** EXERCISE DATA follows **

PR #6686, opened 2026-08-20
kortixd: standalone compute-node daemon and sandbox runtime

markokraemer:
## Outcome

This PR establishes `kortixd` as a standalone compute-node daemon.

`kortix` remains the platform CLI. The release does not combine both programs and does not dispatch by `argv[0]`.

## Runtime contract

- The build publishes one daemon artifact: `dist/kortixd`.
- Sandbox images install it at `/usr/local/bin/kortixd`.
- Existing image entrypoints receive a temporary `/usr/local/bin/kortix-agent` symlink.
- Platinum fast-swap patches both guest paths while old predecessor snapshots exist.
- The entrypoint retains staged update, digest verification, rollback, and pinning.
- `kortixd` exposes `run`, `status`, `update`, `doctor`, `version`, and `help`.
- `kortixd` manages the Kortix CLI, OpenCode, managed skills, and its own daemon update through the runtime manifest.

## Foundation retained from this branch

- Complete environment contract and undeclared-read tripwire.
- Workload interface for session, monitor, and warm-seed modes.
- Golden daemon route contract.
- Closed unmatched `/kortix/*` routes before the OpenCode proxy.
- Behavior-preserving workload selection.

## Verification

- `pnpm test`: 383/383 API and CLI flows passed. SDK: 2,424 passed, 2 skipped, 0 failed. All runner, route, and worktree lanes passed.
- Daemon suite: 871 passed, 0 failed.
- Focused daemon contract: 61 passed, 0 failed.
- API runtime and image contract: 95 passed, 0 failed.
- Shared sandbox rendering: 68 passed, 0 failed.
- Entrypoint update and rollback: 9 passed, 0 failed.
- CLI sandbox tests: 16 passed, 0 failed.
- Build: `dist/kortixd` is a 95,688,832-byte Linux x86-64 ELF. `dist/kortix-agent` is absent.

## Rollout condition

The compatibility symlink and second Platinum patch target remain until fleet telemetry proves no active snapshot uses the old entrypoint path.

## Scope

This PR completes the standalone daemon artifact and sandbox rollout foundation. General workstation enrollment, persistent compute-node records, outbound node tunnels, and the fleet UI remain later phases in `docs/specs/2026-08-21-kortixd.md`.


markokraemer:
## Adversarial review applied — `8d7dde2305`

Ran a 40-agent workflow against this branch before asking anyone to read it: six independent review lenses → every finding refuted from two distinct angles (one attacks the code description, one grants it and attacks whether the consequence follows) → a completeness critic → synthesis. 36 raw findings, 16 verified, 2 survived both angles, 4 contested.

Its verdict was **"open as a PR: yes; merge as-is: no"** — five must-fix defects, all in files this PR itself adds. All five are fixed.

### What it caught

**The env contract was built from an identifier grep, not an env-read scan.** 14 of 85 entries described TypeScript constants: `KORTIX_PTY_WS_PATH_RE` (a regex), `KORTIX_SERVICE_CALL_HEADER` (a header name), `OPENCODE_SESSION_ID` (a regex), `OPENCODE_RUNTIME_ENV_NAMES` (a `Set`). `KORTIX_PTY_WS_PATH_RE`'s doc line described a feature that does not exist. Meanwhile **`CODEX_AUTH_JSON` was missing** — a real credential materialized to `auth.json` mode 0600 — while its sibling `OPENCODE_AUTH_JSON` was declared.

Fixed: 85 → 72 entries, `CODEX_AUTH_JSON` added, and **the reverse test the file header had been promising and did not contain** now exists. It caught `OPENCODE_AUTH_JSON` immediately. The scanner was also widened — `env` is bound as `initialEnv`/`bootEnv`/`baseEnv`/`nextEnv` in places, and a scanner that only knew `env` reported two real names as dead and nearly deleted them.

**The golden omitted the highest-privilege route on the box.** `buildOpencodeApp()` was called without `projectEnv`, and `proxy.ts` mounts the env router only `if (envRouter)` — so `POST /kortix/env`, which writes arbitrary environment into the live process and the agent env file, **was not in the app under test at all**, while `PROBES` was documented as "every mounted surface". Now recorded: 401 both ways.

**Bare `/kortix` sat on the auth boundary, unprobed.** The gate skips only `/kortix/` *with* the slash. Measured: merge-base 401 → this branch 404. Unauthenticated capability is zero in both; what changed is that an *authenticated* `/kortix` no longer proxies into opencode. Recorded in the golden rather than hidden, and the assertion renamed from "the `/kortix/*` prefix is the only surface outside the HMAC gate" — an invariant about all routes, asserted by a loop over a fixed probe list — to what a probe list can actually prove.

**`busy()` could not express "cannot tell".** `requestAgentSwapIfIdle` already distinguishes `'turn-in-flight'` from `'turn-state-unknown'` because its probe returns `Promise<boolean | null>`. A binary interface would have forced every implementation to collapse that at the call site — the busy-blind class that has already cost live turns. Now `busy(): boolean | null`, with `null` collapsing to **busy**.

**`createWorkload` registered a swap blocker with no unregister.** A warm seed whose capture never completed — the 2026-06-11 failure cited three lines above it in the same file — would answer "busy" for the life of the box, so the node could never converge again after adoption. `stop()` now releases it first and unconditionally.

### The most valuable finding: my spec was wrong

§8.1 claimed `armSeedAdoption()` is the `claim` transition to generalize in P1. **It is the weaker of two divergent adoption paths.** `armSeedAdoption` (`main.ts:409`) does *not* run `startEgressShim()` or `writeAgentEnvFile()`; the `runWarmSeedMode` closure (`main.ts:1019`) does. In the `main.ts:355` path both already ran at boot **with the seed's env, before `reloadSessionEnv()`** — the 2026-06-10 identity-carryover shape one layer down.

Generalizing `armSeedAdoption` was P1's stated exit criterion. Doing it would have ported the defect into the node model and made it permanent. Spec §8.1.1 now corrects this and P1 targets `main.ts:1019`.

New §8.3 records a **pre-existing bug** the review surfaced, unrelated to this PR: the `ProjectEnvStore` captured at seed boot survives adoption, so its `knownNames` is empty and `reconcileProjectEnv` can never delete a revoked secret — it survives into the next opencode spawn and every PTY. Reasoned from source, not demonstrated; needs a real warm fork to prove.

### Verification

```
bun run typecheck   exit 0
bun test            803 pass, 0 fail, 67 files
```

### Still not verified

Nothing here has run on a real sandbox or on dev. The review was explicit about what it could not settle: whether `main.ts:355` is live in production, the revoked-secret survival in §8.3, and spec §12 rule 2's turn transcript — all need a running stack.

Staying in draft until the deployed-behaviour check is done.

** End of EXERCISE DATA **
** EXERCISE DATA follows **

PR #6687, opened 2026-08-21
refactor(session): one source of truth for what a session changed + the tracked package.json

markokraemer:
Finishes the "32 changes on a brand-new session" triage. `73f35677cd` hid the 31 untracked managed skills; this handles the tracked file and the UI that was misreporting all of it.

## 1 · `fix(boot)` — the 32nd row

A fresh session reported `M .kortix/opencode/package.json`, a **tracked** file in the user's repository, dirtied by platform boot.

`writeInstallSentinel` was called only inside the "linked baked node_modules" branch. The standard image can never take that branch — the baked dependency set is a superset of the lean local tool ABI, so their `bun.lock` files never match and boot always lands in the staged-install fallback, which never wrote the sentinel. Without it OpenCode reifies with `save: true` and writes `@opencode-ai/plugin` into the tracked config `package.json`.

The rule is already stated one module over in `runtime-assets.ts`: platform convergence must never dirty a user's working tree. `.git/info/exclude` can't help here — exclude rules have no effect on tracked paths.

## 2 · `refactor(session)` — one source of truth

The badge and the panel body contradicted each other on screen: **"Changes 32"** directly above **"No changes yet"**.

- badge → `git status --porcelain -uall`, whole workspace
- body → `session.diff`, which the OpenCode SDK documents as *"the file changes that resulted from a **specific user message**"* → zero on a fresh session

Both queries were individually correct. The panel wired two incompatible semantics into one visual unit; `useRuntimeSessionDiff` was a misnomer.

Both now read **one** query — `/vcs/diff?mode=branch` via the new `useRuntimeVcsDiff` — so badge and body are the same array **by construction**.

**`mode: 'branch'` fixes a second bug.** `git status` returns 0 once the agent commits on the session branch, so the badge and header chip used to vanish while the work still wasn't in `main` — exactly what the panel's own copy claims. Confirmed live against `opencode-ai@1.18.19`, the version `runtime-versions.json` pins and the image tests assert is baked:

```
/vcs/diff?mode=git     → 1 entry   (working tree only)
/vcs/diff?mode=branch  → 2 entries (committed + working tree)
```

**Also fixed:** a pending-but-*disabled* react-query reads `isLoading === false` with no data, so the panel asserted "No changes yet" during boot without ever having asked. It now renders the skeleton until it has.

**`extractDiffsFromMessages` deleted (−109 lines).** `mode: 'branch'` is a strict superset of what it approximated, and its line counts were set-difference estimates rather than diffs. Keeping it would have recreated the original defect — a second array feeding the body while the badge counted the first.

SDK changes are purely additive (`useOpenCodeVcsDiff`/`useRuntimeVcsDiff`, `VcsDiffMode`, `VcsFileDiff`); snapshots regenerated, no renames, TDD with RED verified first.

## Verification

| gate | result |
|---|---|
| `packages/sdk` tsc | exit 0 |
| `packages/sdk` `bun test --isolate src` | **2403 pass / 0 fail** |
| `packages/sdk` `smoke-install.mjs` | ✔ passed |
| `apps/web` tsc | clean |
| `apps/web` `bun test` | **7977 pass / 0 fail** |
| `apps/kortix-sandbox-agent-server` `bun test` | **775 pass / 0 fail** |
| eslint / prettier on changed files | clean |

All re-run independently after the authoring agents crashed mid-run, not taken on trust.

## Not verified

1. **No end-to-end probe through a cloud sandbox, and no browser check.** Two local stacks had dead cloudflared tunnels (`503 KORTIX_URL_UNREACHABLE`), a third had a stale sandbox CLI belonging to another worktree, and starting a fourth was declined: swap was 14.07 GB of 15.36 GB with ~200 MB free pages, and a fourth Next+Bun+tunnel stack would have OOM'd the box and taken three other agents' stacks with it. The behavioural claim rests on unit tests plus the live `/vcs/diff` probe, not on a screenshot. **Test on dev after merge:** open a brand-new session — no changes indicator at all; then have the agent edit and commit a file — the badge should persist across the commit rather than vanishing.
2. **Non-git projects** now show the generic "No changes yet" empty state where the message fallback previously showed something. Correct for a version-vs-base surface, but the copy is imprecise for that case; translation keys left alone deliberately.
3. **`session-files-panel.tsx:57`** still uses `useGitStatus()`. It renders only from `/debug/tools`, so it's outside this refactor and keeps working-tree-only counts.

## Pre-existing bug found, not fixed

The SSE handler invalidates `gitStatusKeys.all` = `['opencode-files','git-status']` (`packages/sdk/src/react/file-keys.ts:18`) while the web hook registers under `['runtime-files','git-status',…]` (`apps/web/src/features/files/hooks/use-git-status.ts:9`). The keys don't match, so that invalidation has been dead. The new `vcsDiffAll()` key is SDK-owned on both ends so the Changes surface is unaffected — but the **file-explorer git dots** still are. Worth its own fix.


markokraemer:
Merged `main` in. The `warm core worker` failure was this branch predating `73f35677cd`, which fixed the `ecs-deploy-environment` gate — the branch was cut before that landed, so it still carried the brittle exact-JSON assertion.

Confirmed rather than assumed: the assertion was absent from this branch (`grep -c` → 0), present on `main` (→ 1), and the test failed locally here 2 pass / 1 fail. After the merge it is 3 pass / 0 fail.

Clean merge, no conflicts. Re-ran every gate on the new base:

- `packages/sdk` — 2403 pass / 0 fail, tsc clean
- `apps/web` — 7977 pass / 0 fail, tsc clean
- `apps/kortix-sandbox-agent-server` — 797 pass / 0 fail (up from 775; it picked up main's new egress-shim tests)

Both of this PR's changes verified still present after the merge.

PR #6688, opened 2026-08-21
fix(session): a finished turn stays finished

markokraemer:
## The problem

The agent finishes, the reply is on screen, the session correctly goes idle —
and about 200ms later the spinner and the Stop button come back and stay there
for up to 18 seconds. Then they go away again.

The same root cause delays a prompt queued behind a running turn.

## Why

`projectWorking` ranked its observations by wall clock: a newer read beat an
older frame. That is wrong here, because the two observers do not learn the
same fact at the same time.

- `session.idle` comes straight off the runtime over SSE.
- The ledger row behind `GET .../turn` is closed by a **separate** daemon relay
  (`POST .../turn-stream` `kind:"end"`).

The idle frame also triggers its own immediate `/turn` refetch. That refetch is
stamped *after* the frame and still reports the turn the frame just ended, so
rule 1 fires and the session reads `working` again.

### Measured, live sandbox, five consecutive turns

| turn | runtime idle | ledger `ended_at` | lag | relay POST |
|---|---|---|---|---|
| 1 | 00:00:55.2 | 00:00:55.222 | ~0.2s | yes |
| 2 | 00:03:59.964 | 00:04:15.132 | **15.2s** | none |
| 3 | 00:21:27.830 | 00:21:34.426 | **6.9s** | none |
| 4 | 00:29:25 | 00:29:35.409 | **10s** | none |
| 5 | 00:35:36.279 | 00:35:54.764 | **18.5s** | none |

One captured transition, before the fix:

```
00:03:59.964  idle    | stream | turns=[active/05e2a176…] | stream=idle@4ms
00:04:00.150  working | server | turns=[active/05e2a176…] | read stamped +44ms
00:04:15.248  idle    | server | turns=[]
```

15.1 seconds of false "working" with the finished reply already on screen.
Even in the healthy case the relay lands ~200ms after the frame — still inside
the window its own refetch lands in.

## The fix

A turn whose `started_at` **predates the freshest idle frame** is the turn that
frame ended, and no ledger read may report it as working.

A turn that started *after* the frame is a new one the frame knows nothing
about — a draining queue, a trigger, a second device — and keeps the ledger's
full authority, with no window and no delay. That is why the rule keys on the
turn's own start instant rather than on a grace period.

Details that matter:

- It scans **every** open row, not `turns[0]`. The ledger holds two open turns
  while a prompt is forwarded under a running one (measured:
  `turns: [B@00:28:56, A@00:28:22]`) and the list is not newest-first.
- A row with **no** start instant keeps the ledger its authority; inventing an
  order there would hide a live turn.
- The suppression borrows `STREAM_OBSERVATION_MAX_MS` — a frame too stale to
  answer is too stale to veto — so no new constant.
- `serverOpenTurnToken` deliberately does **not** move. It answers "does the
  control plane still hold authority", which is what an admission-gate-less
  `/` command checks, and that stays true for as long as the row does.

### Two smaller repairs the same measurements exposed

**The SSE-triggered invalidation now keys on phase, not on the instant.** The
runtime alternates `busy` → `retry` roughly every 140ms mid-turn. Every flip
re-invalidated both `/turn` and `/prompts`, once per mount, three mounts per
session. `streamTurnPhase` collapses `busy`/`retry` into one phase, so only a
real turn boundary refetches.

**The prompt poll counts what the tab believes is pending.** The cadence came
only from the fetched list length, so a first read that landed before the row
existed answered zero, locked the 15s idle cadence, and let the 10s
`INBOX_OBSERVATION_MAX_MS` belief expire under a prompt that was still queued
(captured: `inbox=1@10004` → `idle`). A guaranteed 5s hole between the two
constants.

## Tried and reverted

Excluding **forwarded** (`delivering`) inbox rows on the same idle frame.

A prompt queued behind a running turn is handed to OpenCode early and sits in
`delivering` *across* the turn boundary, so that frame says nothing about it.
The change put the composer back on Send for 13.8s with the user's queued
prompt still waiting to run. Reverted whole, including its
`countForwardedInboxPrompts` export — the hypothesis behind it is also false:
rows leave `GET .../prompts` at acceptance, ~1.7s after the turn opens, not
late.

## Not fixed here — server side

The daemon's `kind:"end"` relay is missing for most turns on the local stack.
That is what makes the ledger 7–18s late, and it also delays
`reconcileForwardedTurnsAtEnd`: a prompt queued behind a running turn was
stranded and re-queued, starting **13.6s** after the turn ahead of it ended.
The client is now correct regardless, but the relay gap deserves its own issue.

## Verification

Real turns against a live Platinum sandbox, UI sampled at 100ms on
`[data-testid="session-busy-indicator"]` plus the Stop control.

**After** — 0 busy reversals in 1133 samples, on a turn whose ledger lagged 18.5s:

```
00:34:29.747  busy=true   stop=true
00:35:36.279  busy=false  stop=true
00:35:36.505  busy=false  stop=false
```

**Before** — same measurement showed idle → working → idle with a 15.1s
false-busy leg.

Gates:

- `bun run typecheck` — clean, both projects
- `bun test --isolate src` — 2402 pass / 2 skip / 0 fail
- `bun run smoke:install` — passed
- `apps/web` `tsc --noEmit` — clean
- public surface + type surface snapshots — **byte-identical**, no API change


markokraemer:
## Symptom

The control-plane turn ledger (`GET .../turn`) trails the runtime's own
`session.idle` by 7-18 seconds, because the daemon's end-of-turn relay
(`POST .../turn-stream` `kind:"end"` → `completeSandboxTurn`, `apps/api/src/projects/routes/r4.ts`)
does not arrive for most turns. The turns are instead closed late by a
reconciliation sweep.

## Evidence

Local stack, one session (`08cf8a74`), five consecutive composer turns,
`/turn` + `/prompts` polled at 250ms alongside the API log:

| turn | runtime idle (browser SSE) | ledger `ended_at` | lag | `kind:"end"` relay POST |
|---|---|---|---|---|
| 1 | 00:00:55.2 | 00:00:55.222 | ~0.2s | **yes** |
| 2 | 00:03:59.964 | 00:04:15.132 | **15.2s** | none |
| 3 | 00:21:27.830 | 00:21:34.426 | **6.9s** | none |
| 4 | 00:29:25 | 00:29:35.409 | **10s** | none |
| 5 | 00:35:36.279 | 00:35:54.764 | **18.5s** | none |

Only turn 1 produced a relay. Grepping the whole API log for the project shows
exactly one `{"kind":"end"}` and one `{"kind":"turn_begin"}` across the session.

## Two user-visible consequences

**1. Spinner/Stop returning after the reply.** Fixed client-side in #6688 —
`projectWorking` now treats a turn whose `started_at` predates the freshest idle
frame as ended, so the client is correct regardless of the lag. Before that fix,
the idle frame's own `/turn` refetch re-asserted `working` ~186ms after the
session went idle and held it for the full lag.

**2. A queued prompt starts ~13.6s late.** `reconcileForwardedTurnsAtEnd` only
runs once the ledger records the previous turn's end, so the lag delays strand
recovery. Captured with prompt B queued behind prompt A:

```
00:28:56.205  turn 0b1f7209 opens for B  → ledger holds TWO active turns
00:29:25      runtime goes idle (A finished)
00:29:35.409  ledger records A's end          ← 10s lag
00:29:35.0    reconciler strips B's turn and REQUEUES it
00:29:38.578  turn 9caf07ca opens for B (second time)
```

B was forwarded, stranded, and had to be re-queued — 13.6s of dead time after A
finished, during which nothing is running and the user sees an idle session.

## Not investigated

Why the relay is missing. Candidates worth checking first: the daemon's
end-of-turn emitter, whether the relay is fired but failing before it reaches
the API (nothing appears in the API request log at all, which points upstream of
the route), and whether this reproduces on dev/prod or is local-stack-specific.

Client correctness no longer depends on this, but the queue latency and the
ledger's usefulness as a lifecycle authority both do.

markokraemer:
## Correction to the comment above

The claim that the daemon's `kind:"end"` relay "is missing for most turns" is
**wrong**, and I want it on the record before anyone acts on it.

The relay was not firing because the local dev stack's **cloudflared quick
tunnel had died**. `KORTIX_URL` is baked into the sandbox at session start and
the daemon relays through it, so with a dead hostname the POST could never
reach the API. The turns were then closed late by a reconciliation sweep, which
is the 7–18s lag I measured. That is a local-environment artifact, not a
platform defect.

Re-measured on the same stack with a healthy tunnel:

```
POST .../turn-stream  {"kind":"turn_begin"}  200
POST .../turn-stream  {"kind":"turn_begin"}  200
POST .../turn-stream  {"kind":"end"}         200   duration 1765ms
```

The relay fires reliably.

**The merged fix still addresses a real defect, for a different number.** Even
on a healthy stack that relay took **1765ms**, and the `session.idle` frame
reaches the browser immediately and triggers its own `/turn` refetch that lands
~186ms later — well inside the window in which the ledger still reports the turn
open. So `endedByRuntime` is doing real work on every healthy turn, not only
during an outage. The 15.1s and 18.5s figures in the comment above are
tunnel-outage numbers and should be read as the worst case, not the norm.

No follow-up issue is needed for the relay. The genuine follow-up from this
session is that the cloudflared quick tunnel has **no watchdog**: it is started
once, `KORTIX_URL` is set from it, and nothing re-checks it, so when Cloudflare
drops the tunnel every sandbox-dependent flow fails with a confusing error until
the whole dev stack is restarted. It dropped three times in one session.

** End of EXERCISE DATA **

## TASK REQUIREMENTS
Copy the stretch of the records above that runs from the line with "PR #6686, opened 2026-08-20" through the line with "## Runtime contract". Both end lines belong in the copy, and nothing else does.

## RESPONSE BELOW
PR #6686, opened 2026-08-20
kortixd: standalone compute-node daemon and sandbox runtime

markokraemer:
## Outcome

This PR establishes `kortixd` as a standalone compute-node daemon.

`kortix` remains the platform CLI. The release does not combine both programs and does not dispatch by `argv[0]`.

## Runtime contract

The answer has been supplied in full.